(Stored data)
PR #46, opened 2022-06-14
Add RBI for minitest

Morriar:
https://rubygems.org/gems/minitest/versions/5.8.4


Morriar:
I'm going to close this one as most of the signatures contain `T.untyped` and are missing the block definitions.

### Problem details
Find the line containing "Add RBI for minitest", then output it and every line after it to the end of the data, exactly.

### Response area
Add RBI for minitest

Morriar:
https://rubygems.org/gems/minitest/versions/5.8.4


Morriar:
I'm going to close this one as most of the signatures contain `T.untyped` and are missing the block definitions.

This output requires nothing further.